Although the Internet has had great successes in facilitating communications between computer systems and enabling electronic commerce, the computer systems connected to the Internet have been under almost constant attack by hackers seeking to disrupt their operation. Many of the attacks seek to exploit vulnerabilities of the application programs or other computer programs executing on those computer systems. One of the most destructive methods of attacking a computer system has been to send a “worm” to a computer program.
A worm is a self-propagating attack that exploits a vulnerability by taking control of the computer system and using that computer system to launch attacks (i.e., send the same worm) against other computer systems with the same vulnerability.
A worm is a message or sequence of messages designed to exploit a vulnerability of the receiving computer program. Upon receiving the message or messages, the computer program performs some action that allows the worm to take control of the computer system. Different vulnerabilities can be exploited in different ways, such as by sending network packets, streaming data, accessing a file system, modifying registry or configuration data, and so on, which are referred to as security events.
Developers of applications and administrators of computer systems go to great effort and expense to identify and remove vulnerabilities. Because of the complexity of applications, however, it is virtually impossible to identify and remove all vulnerabilities before applications are released. After an application is released, developers can become aware of vulnerabilities in various ways. A party with no malicious intent may identify a vulnerability in an application and may secretly notify the developer so the vulnerability can be removed before a hacker identifies and exploits it. If a hacker identifies a vulnerability first, the developer may not learn of the vulnerability until it is exploited—sometimes with disastrous consequences.
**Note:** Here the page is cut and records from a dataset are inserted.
PR #106, opened 2026-05-21
feat: introduce client event system

osmaczko:
- Core processing yields a `PayloadOutcome` enum — `Empty`, `Convo`, or
  `Inbox`. `ConvoOutcome` carries a conversation id and an optional
  decrypted `Content`; `InboxOutcome` adds a `NewConversation`
  (id + `ConversationClass`) for a peer-initiated conversation.
- Client translates `PayloadOutcome` into app-facing `Vec<Event>`
  (`ConversationStarted`, `MessageReceived`) at the boundary, so the
  application loop sees discrete events rather than core types.
- MLS group welcomes produce a `ConversationStarted` event with no
  initial content, fixing the silent-group-join case where the inbox
  layer dropped the observation.
- C FFI exposes an `EventList` opaque type with indexed accessors and
  an `Invalid` sentinel for out-of-bounds / non-applicable reads.
- Symmetric `Inbox` / `InboxV2` handlers: both return
  `Result<InboxOutcome, _>` and own the persistence + ephemeral-key
  cleanup for the conversations they create.
- Updated and simplified `docs/adr/0001-client-event-system.md`.


core/conversations/src/conversation/group_v1.rs
```diff
@@ -316,20 +316,19 @@ where
             .map_err(ChatError::generic)?;
 
         match processed.into_content() {
-            ProcessedMessageContent::ApplicationMessage(msg) => Ok(Some(ContentData {
-                conversation_id: hex::encode(self.mls_group.group_id().as_slice()),
-                data: msg.into_bytes(),
-                is_new_convo: false,
-            })),
+            ProcessedMessageContent::ApplicationMessage(msg) => Ok(vec![Event::MessageReceived {
+                convo_id: Arc::from(self.id()),
```
jazzz: ~[Sand]~ Rather than introducing reference counting, the event can own the convo_id.

core/conversations/src/conversation/privatev1.rs
```diff
@@ -253,13 +242,13 @@ impl<S: ConversationStore + RatchetStore> Convo for PrivateV1Convo<S> {
...
-        };
-
-        Ok(output)
+        Ok(match frame_type {
+            FrameType::Content(bytes) => vec![Event::MessageReceived {
+                convo_id: Arc::from(self.id()),
+                content: bytes.into(),
+            }],
+            FrameType::Placeholder(_) => vec![],
+        })
```
jazzz: [Sand] In general we'd like to see symmetric parsing patterns for easier readability.

The previous recipe remains readable and symmetric as more frames are added. Each type gets its own function, match statement maps FrameTypes to handler functions:
```
  let output = match frame_type {
            FrameType::Content(bytes) => self.handle_content(bytes.into()),
        //  FrameType::Reset(bytes) => self.handle_reset(bytes.into()),
            FrameType::Placeholder(_) => None,
        };
```

The current approach removes the dedicated function, which causes more nesting.
```
Ok(match frame_type {
            FrameType::Content(bytes) => vec![Event::MessageReceived {
                convo_id: Arc::from(self.id()),
                content: bytes.into(),
            }],
            FrameType::Placeholder(_) => vec![],
        })
```

Prefer flatter shorter functions, and symmetry where possible

core/conversations/src/conversation/group_v1.rs
jazzz: Ah I see this comes from the event using ` type ConversationIdOwned = Arc<str>;` This makes sense for now.

core/conversations/src/inbox/handler.rs
```diff
@@ -152,16 +155,20 @@ impl<S: EphemeralKeyStore> Inbox<S> {
...
+                    return Err(ChatError::Protocol(
+                        "expected initial message in invite".into(),
+                    ));
+                }
+
+                let started = Event::ConversationStarted {
+                    convo_id: Arc::from(convo.id()),
+                    kind: ConversationKind::PrivateV1,
                 };
+                let events = std::iter::once(started).chain(inner_events).collect();
```
jazzz: [?] I see that events is being built from [Started, .. inner_events]. Which seems like a deliberate choice, vs extending inner_events.

It raises the question:

Does Event order matter? Are there rules that need to be followed to make events function?

core/conversations/src/context.rs
```diff
@@ -313,7 +305,7 @@ where
             ConversationKind::GroupV1 => Ok(Box::new(
                 self.pq_inbox.load_mls_convo(record.local_convo_id)?,
             )),
-            ConversationKind::Unknown(_) => Err(ChatError::BadBundleValue(format!(
+            _ => Err(ChatError::BadBundleValue(format!(
```
jazzz: [?] This is a semantic change to how ConversationKinds are handled. This changes from a compile time error for unhandled variants, to a runtime thrown error. 

Is there a driver for this change?

jazzz (commented):
This looks like a good change to me. 

If @kaichaosun  is onboard then so am I

core/conversations/src/conversation/group_v1.rs
```diff
@@ -281,10 +284,7 @@ where
         Ok(vec![a])
     }
 
-    fn handle_frame(
-        &mut self,
-        encoded_payload: EncryptedPayload,
-    ) -> Result<Option<ContentData>, ChatError> {
+    fn handle_frame(&mut self, encoded_payload: EncryptedPayload) -> Result<Vec<Event>, ChatError> {
```
kaichaosun: Return `Vec<Event>` looks overkill for a specific frame handling.
IMO the conversation should take minimal knowledge about outside of the core.
But Event implicitly hints there is an event process system somewhere, and such procedure is outside of core. And a vector of events brings even more unclearness.

It's ok if it's one layer, but we intentionally design different layers, app -> client -> core. It's better to have each layer's ontology / terms.

If the intention is to build an event driven system as an overall architecture, we need to do research if it's possible in core's synchronous restriction, and there may be requirements for framework for such an architecture.

core/conversations/src/context.rs
```diff
@@ -337,7 +329,7 @@ where
...
```
kaichaosun: We should exhaustic the enum when possible.

core/conversations/src/event.rs
```diff
@@ -0,0 +1,28 @@
...
+//! on existing variants are additive.
+
+use storage::ConversationKind;
+
+use crate::context::ConversationIdOwned;
+
+/// A discrete observation produced by processing an inbound payload.
+#[non_exhaustive]
+#[derive(Debug, Clone)]
+pub enum Event {
```
kaichaosun: Refer to this comment: https://github.com/logos-messaging/libchat/pull/106#discussion_r3285474869

docs/adr/0001-client-event-system.md
```diff
@@ -209,65 +225,101 @@ pub fn tick(&mut self) -> Result<()> {
...
 
-| Variant | Emitted from |
+| `logos_chat::Event` variant | Source |
 |---|---|
-| `ConversationStarted` (responder side) | `core/conversations/src/inbox/handler.rs:155-162` (replaces `is_new_convo: true`) |
-| `MessageReceived` | `core/conversations/src/conversation/privatev1.rs:184-191` (replaces `is_new_convo: false`) |
-| `DeliveryReceipt` | `Context::handle_payload` when decoding a `PrivateV1Frame::Receipt` (future protocol work) |
-| `DeliveryFailed { Transport }` | Core method that invoked `delivery.publish` and observed a synchronous error |
-| `DeliveryFailed { Timeout }` | Client's background retry thread |
+| `ConversationStarted` | Wrapped from `libchat::Event::ConversationStarted` in `ChatClient::receive` |
```
kaichaosun: Keep the doc updated along with the code can be hard. It's better to just give the general context and final decision about the design, not much detail about code.

crates/client/src/event.rs
```diff
@@ -0,0 +1,26 @@
...
+#[derive(Debug, Clone)]
+pub enum Event {
+    /// A new conversation has appeared.
+    #[non_exhaustive]
+    ConversationStarted {
+        convo_id: ConversationIdOwned,
+        kind: ConversationKind,
+    },
+    /// User content arrived on an existing conversation.
+    #[non_exhaustive]
```
kaichaosun: Wondering why non-exhaustive on variant is needed? The struct here looks business heavy, add a new field likely change the way to process the struct.

crates/client/src/client.rs
```diff
@@ -74,13 +75,25 @@ impl<D: DeliveryService + 'static> ChatClient<D> {
...
+    /// may be empty for protocol-only frames.
+    pub fn receive(&mut self, payload: &[u8]) -> Result<Vec<Event>, ClientError<D::Error>> {
+        // Explicit per-variant match rather than `From`: core and client
+        // event shapes are allowed to diverge.
+        Ok(self
+            .ctx
+            .handle_payload(payload)?
+            .into_iter()
+            .filter_map(|e| match e {
+                CoreEvent::ConversationStarted { convo_id, kind, .. } => {
```
kaichaosun: Such type conversion looks interleaved between the two layers, and hurts split of concern principle.

core/conversations/src/conversation/group_v1.rs
jazzz: > Return Vec<Event> looks overkill for a specific frame handling.
IMO the conversation should take minimal knowledge about outside of the core.

I'm not sure I am following this. 

I agree that Conversations should know as little as possible about anything outside of it. It defines what it needs, it defines what it provides.

jazzz: A Vec of Events aka "ReturnObjects" - seems logical to me. But perhaps I am missing something. 

The meaningful change is that ContentData has been expanded to an enum that supports other things. I'd have to verify however its entirely possible that an inbound frame generates content, and notifies the client that a message in the causal change is missing. How would you suggest to capture that information?

core/conversations/src/context.rs
jazzz: Interested if @osmaczko  has any pushback here. [I'd agree](https://github.com/logos-messaging/libchat/pull/106#discussion_r3282546056), especially within the core. We want errors at compile time if possible, not runtime.

docs/adr/0001-client-event-system.md
```diff
@@ -209,65 +225,101 @@ pub fn tick(&mut self) -> Result<()> {
...
 
 2. **Consumer pattern: Option B — channel handed to the caller.** Different consumer archetypes could favour different shapes — a polling UI loop suits Option A; a low-latency push-driven consumer (toast notifications, daemons) suits Option C — but Option B is preferred: it is the most Rust-idiomatic of the three, has few drawbacks compared to A or C, and offers the smoothest path to async (point 1).
 
+3. **Two event types, mapping at the client boundary.** `libchat::Event` carries observations the core produced; `logos_chat::Event` is the app-facing type. The client maps between them in an explicit per-variant `match`, with the freedom to wrap, transform, aggregate, or drop. "App-bound or not" is a property of the type, not of a per-variant predicate, so there is no ambiguity about whether a given variant is meant for the application. The two enums can diverge as needed: client-only events like `DeliveryFailed { Timeout }` never leak into the core; core-only observations never leak to the app. No blanket `From`/`TryFrom` impl, because a 1-for-1 correspondence is not what we want to commit to.
+
```
jazzz: I like this. It provides a clean break between the core and the client. 

For being clear about alignment:
- We'll specify the events that come from the core. They are a interop point.
- Client event compartmentalization would be a implementation suggestion. 
   - Clients can be opinionated in what data they provide to applications. 
   - We should definitely implement it that way in the reference client, but from a protocol focus its definitely out of scope.

I only reiterate this to highlight that we are working on two separate products at the same time, and each has its own requirements/properties.

jazzz: [Dust] namespacing works, but its harder to reason about in documentation. I'd suggest considering explicit names. ([Core|Convo]Event, [Chat|App]Event). Different layers, different names, precision through embedded context.

crates/client-ffi/src/api.rs
```diff
@@ -26,6 +27,43 @@ pub enum ErrorCode {
...
+#[repr(i32)]
+#[derive(Clone, Copy)]
+pub enum FfiConversationKind {
+    /// Sentinel for accessor calls that don't apply to the queried row
+    /// (out-of-bounds, or a non-`ConversationStarted` event).
+    Invalid = -1,
+    Unknown = 0,
+    PrivateV1 = 1,
+    GroupV1 = 2,
+}
```
jazzz, line 55: [Pebble] This seems like the wrong approach. Though you may have your reasoning for taking this path for now. Just highlighting the anti-pattern. 

From a conceptual level. This is abstraction leakage from the core.

Clients: are purposely not aware of the specific ConversationType used: https://github.com/logos-messaging/libchat/blob/cbe9e532b25ad06336476de97eb2f7f2508d7ff2/crates/client/src/client.rs#L52-L61.

The purpose behind this is; it does not matter. Exposing these details makes it an Application level concern. Which means that future additions of conversations could break clients and applications. 

The 'class' of conversation matters (Private, Group, Broadcast) as they have expose different functionality. But all instances of a class should remain functionally the same. 

I there still work to have the required stability, however avoiding exposing data that does not have a direct functional impact will keep the code base leaner. 

The goal is that GroupVX can eventually be added with only a PR to core. 
- Add ConversationType
- Ensure its storage requirements are met.
- Update context::create_group_convo to instantiate the new conversation type.

crates/client-ffi/src/api.rs
```diff
@@ -44,14 +82,75 @@ pub struct CreateConvoResult {
...
+enum EventRow {
+    ConversationStarted {
+        convo_id: String,
+        kind: FfiConversationKind,
+    },
+    MessageReceived {
+        convo_id: String,
+        content: Vec<u8>,
+    },
+}
```
jazzz, line 103: [Wish] Having a whole set of types specifically for FFI is unreasonably annoying me. I fully understand that the code surface is small, and its maintainability is reasonable. I get that this is the good approach - I have no other better solutions.

However the concept of writing specific rust code, to convert a rust type to another rust type, to then auto extract to a C representation is just infuriating. 

Consider this an open invite to lurkers - a better solution here would be much welcome.

jazzz: @osmaczko  does this get any better with: https://github.com/logos-co/logos-chat-module/pull/25

or should I create an issue and encourage contributions from the community?

crates/client-ffi/src/api.rs
```diff
@@ -26,6 +27,43 @@ pub enum ErrorCode {
...
+#[derive_ReprC]
+#[repr(i32)]
+#[derive(Clone, Copy)]
+pub enum EventKind {
+    /// Sentinel returned by `event_list_kind_at` for out-of-bounds indices.
+    /// Never the kind of a real event row.
+    Invalid = -1,
+    ConversationStarted = 0,
+    MessageReceived = 1,
+}
```
jazzz, line 44: [Dust] perfer const integers rather than an enum.

This seems excessive. There is no match on EventKind, its purely used to pass the the type to something that can be converted to a i32 for FFI. 

If the desired end state representation is a i32 just represent it as such and avoid the conversion functions and overhead.

The transitive mapping of. EventRow -> EventKind -> i32 seems like it doesn't add value, yet adds complexity.

jazzz (approved):
I think there is some clean up to address, but once you are happy with this I'm happy with this.

Some general feedback for the future #RelentlessImprovment

- Having PRs span multiple crates is hard to follow and and takes significantly more time to review. e.g. This PR Updates the Core, Client, FFI and test application.
   - Specifically the FFI updates are very easy for me to gloss over. I'm definitely not giving them the attention they deserve. 
   - If we can find a workflow that breaks these up that would be a huge improvement to the team.
   - Crawl, walk, run -> Core, Client, Rest
  
- Were starting a push for V0.2 so not an issue this month, but I'm starting to notice our functions are becoming deeper, busier, longer.
   - I'm not suggesting we strictly follow the '5 line function principal', but a soft reminder that readability is important.
   - Were looking for symmetry not necessarily short.
   - Good [steps](https://github.com/logos-messaging/libchat/pull/106/changes#diff-3dca3389b506129fd7ac0fb833b7742b4c81be1333f843d63843e684cc81013cR147-R149) in the right direction: 👍

core/conversations/src/conversation/group_v1.rs
kaichaosun: > however its entirely possible that an inbound frame generates content, and notifies the client that a message in the causal change is missing. How would you suggest to capture that information?

It seems we can return a struct to capture the new information like missing messages. If the field doesn't make sense in `privatev1`, I'm concerned that `handle_frame` interface may not make the right abstraction.

Another option is exposing new api for new information, but it may introduce unnecessary state management.

I see that introducing `Vec<Event>` is trying to make code more generic, but with a noticeable tradeoff, libchat-core can be hard to reason about by such tradeoff, especially with more custom handling logic for different convos.

core/conversations/src/context.rs
osmaczko: Overlooked Claude work, reverted, thanks for sharp eyes

docs/adr/0001-client-event-system.md
osmaczko: You are right, I've simplified the ADR significantly.

crates/client/src/event.rs
osmaczko: Good point, I'll keep only enum itself non-exhaustive, so we can add events without breaking applications.

crates/client/src/client.rs
osmaczko: This stands by design, see point 3 https://github.com/logos-messaging/libchat/blob/0983cc3205ae7d1c353951d056dca8941ef85807/docs/adr/0001-client-event-system.md#decisions.

This is the place, where client translates conversation observations to the application. See diagram: https://github.com/logos-messaging/libchat/blob/0983cc3205ae7d1c353951d056dca8941ef85807/docs/adr/0001-client-event-system.md#sequence.

I am open for suggestions.

core/conversations/src/inbox/handler.rs
osmaczko: No longer relevant, events are only on the client level and are aimed to be consumed in order they are produced.

core/conversations/src/conversation/group_v1.rs
osmaczko: That’s a good point, and it led me to re-architect the conversations part. Conversations are no longer aware of events, and they now use a structural result type.

core/conversations/src/context.rs
osmaczko: https://github.com/logos-messaging/libchat/pull/106#discussion_r3299127751

docs/adr/0001-client-event-system.md
osmaczko: Not relevant anymore, Conversations are no longer aware of events, and they now use a structural result type, as per updated ADR.

crates/client-ffi/src/api.rs
osmaczko: Good point! I've introduced [ConversationClass](https://github.com/logos-messaging/libchat/blob/addcde03eb8a3985c881f9e26a7d386b7f45a462/crates/client/src/client.rs#L121-L133) as a hint for applications.

crates/client-ffi/src/api.rs
osmaczko: The whole `client-ffi` is going to be removed once `logos-chat-module` is switched to logos core rust-sdk.

> @osmaczko does this get any better with: https://github.com/logos-co/logos-chat-module/pull/25

Partially. All information that `logos-chat-ui` needs will have to be exposed through C, which will probably be a subset of what is currently defined in `client-ffi`.

crates/client-ffi/src/api.rs
osmaczko: The transitive mapping is removed; keeping the enum because safer-ffi can't export pub const to the C header. I'll keep this hint in mind exposing C API from logos-module.

osmaczko:
@jazzz @kaichaosun thanks for review. I’ve reiterated over the solution to address your feedback. I’ve also simplified the ADR a lot, as it contained too many implementation details. Please get familiar with it first when attempting a re-review.

kaichaosun (approved):
Well done on the refactor 👍 .

I have also tried to build on your branch and see what other option exists, after some playaround, I got this [commit](https://github.com/logos-messaging/libchat/commit/572c5c9cd23b58a75669ae896974b50d73cd2a0e) in branch `feat/ces-v2-kc` with extra event `MessageMissing`.
It loses some generality with concrete types, but it offers more clarity. Feel free to take a look and see whether it makes sense in your view.

The underlying idea is that, before we have a mature protocol design, the code should not be overly abstracted.

Approved this PR since it's already working, further refactor can be handled later.

@osmaczko @jazzz

core/conversations/src/conversation/group_v1.rs
```diff
@@ -329,35 +331,35 @@ where
 
         if protocol_message.epoch() < self.mls_group.epoch() {
             // TODO: (P1) Add logging for messages arriving from past epoch.
-            return Ok(None);
+            return Ok(FrameOutcome::default());
```
jazzz: [Sand] Default should be reserved for opinionated initializations. Consider `::empty()` or `::new()`

core/conversations/src/conversation/group_v1.rs
```diff
@@ -329,35 +331,35 @@ where
...
             ProcessedMessageContent::ApplicationMessage(msg) => {
                 let reliable = ReliablePayload::decode(msg.into_bytes().as_slice())?;
                 self.causal.on_receive(&self.convo_id, &reliable);
-                Ok(Some(ContentData {
-                    conversation_id: hex::encode(self.mls_group.group_id().as_slice()),
-                    data: reliable.content.to_vec(),
-                    is_new_convo: false,
-                }))
+                vec![Message {
+                    convo_id: Arc::from(self.id()),
```
jazzz: [Sand] Use of Arc implies shared ownership. 

I think you want single ownership here.

core/conversations/src/inbox/handler.rs
```diff
@@ -119,14 +121,17 @@ impl<S: EphemeralKeyStore> Inbox<S> {
...
+    /// conversation and consumes the ephemeral key. Returns the
+    /// [`InboundResult`] describing what was observed — for a successful
+    /// invite, a `new_conversation` and one initial `message`.
     pub fn handle_frame<PS: ConversationStore + RatchetStore>(
         &self,
         enc_payload: EncryptedPayload,
         public_key_hex: &str,
         private_store: Rc<RefCell<PS>>,
-    ) -> Result<(Conversation<PS>, Option<ContentData>), ChatError> {
+    ) -> Result<InboundResult, ChatError> {
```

Regardless of how a developer finds out about a vulnerability, the developer typically develops and distributes to system administrators “patches” that remove the vulnerability. If the vulnerability has not yet been exploited (e.g., might not be known to hackers), then a developer can design, implement, test, and distribute a patch in a disciplined way. If the vulnerability has already been widely exposed, then the developer may rush to distribute a patch without the same care that is used under normal circumstances.
Intrusion detection systems have been developed that can be used to identify whether an attempt is being made to exploit a known vulnerability that has not yet been patched. These intrusion detection systems may define a “signature” for each way a vulnerability can be exploited. For example, if a vulnerability can be exploited by sending a certain type of message with a certain attribute, then the signature for that exploitation would specify that type and attribute. When a security event, such as the receipt of a message, occurs, the intrusion detection system checks its signatures to determine whether any match the security event. If so, then the intrusion detection system may take action to prevent the exploitation, such as dropping the message.
Signatures for newly discovered exploitations of vulnerabilities can be created in different ways. Developers of intrusion detection systems may create and distribute new signatures when they become aware of new exploitations.
Such signatures may be implemented as executable code that is specifically designed to detect and prevent a newly discovered exploitation. An administrator can then install the new signatures to prevent the exploitation. A developer may not, however, provide signatures for all known exploitations. For example, the vulnerability may be in a special-purpose application program that the developer does not support. To prevent exploitation of such vulnerabilities, intrusion detection systems may allow administrators to create their own signatures. These intrusion detection systems may provide a signature creation tool that lists various attributes of a security event and allows an administrator to set the values of those attributes to define the signature and actions to be taken to prevent the exploitation. When a security event matches the attribute values of the signature, then the intrusion detection systems takes the associated actions.
A difficulty with these intrusion detection systems is that since an administrator can only set the values for a limited set of security event attributes using the signature creation tool, the administrator may not be able to create signatures for certain exploitations. In such a case, a programmer would need to develop a signature with executable code for detecting and preventing the exploitation. Such development can be very expensive and time-consuming. Another difficulty is that the signature distributed by a developer of an intrusion detection system may result in a behavior that is not desired by the administrator. For example, the signature may be conservative in its assumption of which types of messages might exploit a vulnerability and discard all those messages. Such conservative assumption may result in many messages being discarded as a result of false positive detections. An administrator, however, may know that certain types may not be a problem in the environment of their computer system. When the desired signature cannot be created using the signature creation tool, the administrator may have no choice but to develop the executable code for the signature. It would be desirable to provide a tool that would allow an administrator to develop signatures that meet their needs without having to resort to developing custom executable code.